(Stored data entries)
--- --- ---

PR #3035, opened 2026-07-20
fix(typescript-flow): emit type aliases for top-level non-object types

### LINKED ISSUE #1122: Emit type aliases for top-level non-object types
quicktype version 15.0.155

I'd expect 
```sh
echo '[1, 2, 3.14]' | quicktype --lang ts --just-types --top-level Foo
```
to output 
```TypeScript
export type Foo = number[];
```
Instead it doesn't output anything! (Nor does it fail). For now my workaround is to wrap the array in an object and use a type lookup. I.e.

--- --- ---

The result is a copy of every line above where the word "aliases" shows up.

fix(typescript-flow): emit type aliases for top-level non-object types
### LINKED ISSUE #1122: Emit type aliases for top-level non-object types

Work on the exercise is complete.